- DESCRIPTION OF THE TASK: Would you set down all of the entries below exactly as they stand?

++++++++++

PR #779, opened 2017-10-24
Update ecosystem.rst

adrianbrink:


ebuchman:
What and why? 

Ideally this is auto-generated from https://github.com/tendermint/aib-data/blob/master/json/ecosystem.json or something

adrianbrink:
@zramsay Can we use the aib-data repo as a data source for readthedocs.io?

It's to update the docs [here](https://tendermint.readthedocs.io/projects/tools/en/master/ecosystem.html)

zramsay:
yeah it's coming. need to sync with @nylira to make this happen

PR #781, opened 2017-10-24
remove unnecessary plus

rudi-cilibrasi:
less confusing this way. same behavior because n is initialized to 0 unconditionally earlier.

### DIFF
--- a/p2p/peer.go
+++ b/p2p/peer.go
@@ -271,7 +271,7 @@ func (p *peer) CanSend(chID byte) bool {
 func (p *peer) WriteTo(w io.Writer) (n int64, err error) {
 	var n_ int
 	wire.WriteString(p.key, w, &n_, &err)
-	n += int64(n_)
+	n = int64(n_)
 	return
 }
 


ebuchman:
Thanks Rudi. This is ok, but arguably the `+=` was more defensive, ie. if for some reason more things get added to `n` we don't have to worry.

In this case, I might remove the named returns entirely for extra clarity:

```
// WriteTo writes the peer's public key to w.
func (p *peer) WriteTo(w io.Writer) (int64, error) {
	var n int
	var err error
	wire.WriteString(p.key, w, &n, &err)
	return int64(n), err
}
```

Then there's no `n` to be confused about, we just need to type cast

petabytestorage:
I agree @ebuchman  and Ethan F and I figured the same also yesterday. Thanks for confirmation everybody.

ebuchman:
merged here https://github.com/tendermint/tendermint/commit/ceedd4d96852bee9e8bfb166a22fa2edd9107c67

Issue #784, opened 2017-10-25
Better integration/naming of new certifier pkg


ebuchman:
See comments in https://github.com/tendermint/tendermint/pull/776 for some ideas

ebuchman:
lite!

PR #786, opened 2017-10-26
Rename certifier to light (#784) and add godocs

adrianbrink:
The certifier package is renamed to light. This is more descriptive
especially in the wider blockchain context. Moreover we are building
light-clients using the light package.

This also adds godocs to all exported functions.

Furthermore it introduces some extra error handling. I've added one TODO
where I would like someone else's opinion on how to handle the error.


light/inquirer.go
```diff
@@ -14,8 +18,14 @@ type Inquiring struct {
...
 }
 
+// NewInquiring returns a new Inquiring object. It uses the trusted provider to store validated
+// data and the source provider to obtain missing FullCommits.
+//
+// Example: The trusted provider should a CacheProvider, MemProvider or files.Provider. The source
+// provider should be a client.HTTPProvider.
 func NewInquiring(chainID string, fc FullCommit, trusted Provider, source Provider) *Inquiring {
 	// store the data in trusted
+	// TODO: StoredCommit() can return an error and we need to handle this.
```
adrianbrink: @ethanfrey How should we handle this?

ethanfrey:
Ugh, I wish that was two commits... one with godoc and one with the name.

There was no agreement on the name, and I would like some discussion beforehand. See https://github.com/tendermint/tendermint/pull/776#issuecomment-339342861 where I explicitly argue against `light`. There was no reponse except this pr....

adrianbrink:
Discussion for changing the package name from `certifiers` to `light`:
* `light-client` is annoying to type and hence has been discarded
Cons:
* it is not very descriptive

Pros:
* codebases such as Ethereum use the `light` package to group functionality related to building light clients
* even though it isn't very descriptive on the contained types, `light` describes very well when to use this package. The `light` package is used to build light-clients.
* most developers will not associate `certifiers` with the functionality needed to build light clients

@ethanfrey Let me know what you think about these arguments. I agree with you that `certifiers` describes is very descriptive of the actual types. However I think that `light` is more descriptive of when to use the functionality in this package, namely building light clients.

light/client/provider.go
```diff
@@ -28,26 +29,26 @@ type provider struct {
 
 // NewProvider can wrap any rpcclient to expose it as
 // a read-only provider.
-func NewProvider(node SignStatusClient) certifiers.Provider {
+func NewProvider(node SignStatusClient) light.Provider {
 	return &provider{node: node}
 }
 
-// NewProvider can connects to a tendermint json-rpc endpoint
+// NewHTTPProvider can connects to a tendermint json-rpc endpoint
```
odeke-em: can connect.

light/commit.go
```diff
@@ -33,20 +33,23 @@ type FullCommit struct {
...
 
+// NewFullCommit returns a new FullCommit.
 func NewFullCommit(commit Commit, vals *types.ValidatorSet) FullCommit {
 	return FullCommit{
 		Commit:     commit,
 		Validators: vals,
 	}
 }
 
+// Height returns the of the header.
```
odeke-em: // Height returns the height of the commit's Header

ebuchman:
How about `lite` ?

adrianbrink:
@jaekwon 's suggestion is `lite`

ebuchman:
@ethanfrey permission to call this `lite` ? Before you leave and some trigger happy member of the team moves forward without you ;)

adrianbrink:
Fixed up :-) @ebuchman

lite/provider_test.go
```diff
@@ -1,37 +1,58 @@
...
+// missingProvider doens't store anything, always a miss
+// Designed as a mock for testing
+type missingProvider struct{}
+
+// NewMissingProvider returns a provider which does not store anything and always misses.
+func NewMissingProvider() lite.Provider {
+	return missingProvider{}
+}
+
+func (missingProvider) StoreCommit(_ lite.FullCommit) error { return nil }
```
melekes: I think you can drop `_ ` part

adrianbrink: Damn, you are right. I didn't know that.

++++++++++

- RESULT FOR THIS TASK:
PR #779, opened 2017-10-24
Update ecosystem.rst

adrianbrink:


ebuchman:
What and why? 

Ideally this is auto-generated from https://github.com/tendermint/aib-data/blob/master/json/ecosystem.json or something

adrianbrink:
@zramsay Can we use the aib-data repo as a data source for readthedocs.io?

It's to update the docs [here](https://tendermint.readthedocs.io/projects/tools/en/master/ecosystem.html)

zramsay:
yeah it's coming. need to sync with @nylira to make this happen

PR #781, opened 2017-10-24
remove unnecessary plus

rudi-cilibrasi:
less confusing this way. same behavior because n is initialized to 0 unconditionally earlier.

### DIFF
--- a/p2p/peer.go
+++ b/p2p/peer.go
@@ -271,7 +271,7 @@ func (p *peer) CanSend(chID byte) bool {
 func (p *peer) WriteTo(w io.Writer) (n int64, err error) {
 	var n_ int
 	wire.WriteString(p.key, w, &n_, &err)
-	n += int64(n_)
+	n = int64(n_)
 	return
 }
 


ebuchman:
Thanks Rudi. This is ok, but arguably the `+=` was more defensive, ie. if for some reason more things get added to `n` we don't have to worry.

In this case, I might remove the named returns entirely for extra clarity:

```
// WriteTo writes the peer's public key to w.
func (p *peer) WriteTo(w io.Writer) (int64, error) {
	var n int
	var err error
	wire.WriteString(p.key, w, &n, &err)
	return int64(n), err
}
```

Then there's no `n` to be confused about, we just need to type cast

petabytestorage:
I agree @ebuchman  and Ethan F and I figured the same also yesterday. Thanks for confirmation everybody.

ebuchman:
merged here https://github.com/tendermint/tendermint/commit/ceedd4d96852bee9e8bfb166a22fa2edd9107c67

Issue #784, opened 2017-10-25
Better integration/naming of new certifier pkg


ebuchman:
See comments in https://github.com/tendermint/tendermint/pull/776 for some ideas

ebuchman:
lite!

PR #786, opened 2017-10-26
Rename certifier to light (#784) and add godocs

adrianbrink:
The certifier package is renamed to light. This is more descriptive
especially in the wider blockchain context. Moreover we are building
light-clients using the light package.

This also adds godocs to all exported functions.

Furthermore it introduces some extra error handling. I've added one TODO
where I would like someone else's opinion on how to handle the error.


light/inquirer.go
```diff
@@ -14,8 +18,14 @@ type Inquiring struct {
...
 }
 
+// NewInquiring returns a new Inquiring object. It uses the trusted provider to store validated
+// data and the source provider to obtain missing FullCommits.
+//
+// Example: The trusted provider should a CacheProvider, MemProvider or files.Provider. The source
+// provider should be a client.HTTPProvider.
 func NewInquiring(chainID string, fc FullCommit, trusted Provider, source Provider) *Inquiring {
 	// store the data in trusted
+	// TODO: StoredCommit() can return an error and we need to handle this.
```
adrianbrink: @ethanfrey How should we handle this?

ethanfrey:
Ugh, I wish that was two commits... one with godoc and one with the name.

There was no agreement on the name, and I would like some discussion beforehand. See https://github.com/tendermint/tendermint/pull/776#issuecomment-339342861 where I explicitly argue against `light`. There was no reponse except this pr....

adrianbrink:
Discussion for changing the package name from `certifiers` to `light`:
* `light-client` is annoying to type and hence has been discarded
Cons:
* it is not very descriptive

Pros:
* codebases such as Ethereum use the `light` package to group functionality related to building light clients
* even though it isn't very descriptive on the contained types, `light` describes very well when to use this package. The `light` package is used to build light-clients.
* most developers will not associate `certifiers` with the functionality needed to build light clients

@ethanfrey Let me know what you think about these arguments. I agree with you that `certifiers` describes is very descriptive of the actual types. However I think that `light` is more descriptive of when to use the functionality in this package, namely building light clients.

light/client/provider.go
```diff
@@ -28,26 +29,26 @@ type provider struct {
 
 // NewProvider can wrap any rpcclient to expose it as
 // a read-only provider.
-func NewProvider(node SignStatusClient) certifiers.Provider {
+func NewProvider(node SignStatusClient) light.Provider {
 	return &provider{node: node}
 }
 
-// NewProvider can connects to a tendermint json-rpc endpoint
+// NewHTTPProvider can connects to a tendermint json-rpc endpoint
```
odeke-em: can connect.

light/commit.go
```diff
@@ -33,20 +33,23 @@ type FullCommit struct {
...
 
+// NewFullCommit returns a new FullCommit.
 func NewFullCommit(commit Commit, vals *types.ValidatorSet) FullCommit {
 	return FullCommit{
 		Commit:     commit,
 		Validators: vals,
 	}
 }
 
+// Height returns the of the header.
```
odeke-em: // Height returns the height of the commit's Header

ebuchman:
How about `lite` ?

adrianbrink:
@jaekwon 's suggestion is `lite`

ebuchman:
@ethanfrey permission to call this `lite` ? Before you leave and some trigger happy member of the team moves forward without you ;)

adrianbrink:
Fixed up :-) @ebuchman

lite/provider_test.go
```diff
@@ -1,37 +1,58 @@
...
+// missingProvider doens't store anything, always a miss
+// Designed as a mock for testing
+type missingProvider struct{}
+
+// NewMissingProvider returns a provider which does not store anything and always misses.
+func NewMissingProvider() lite.Provider {
+	return missingProvider{}
+}
+
+func (missingProvider) StoreCommit(_ lite.FullCommit) error { return nil }
```
melekes: I think you can drop `_ ` part

adrianbrink: Damn, you are right. I didn't know that.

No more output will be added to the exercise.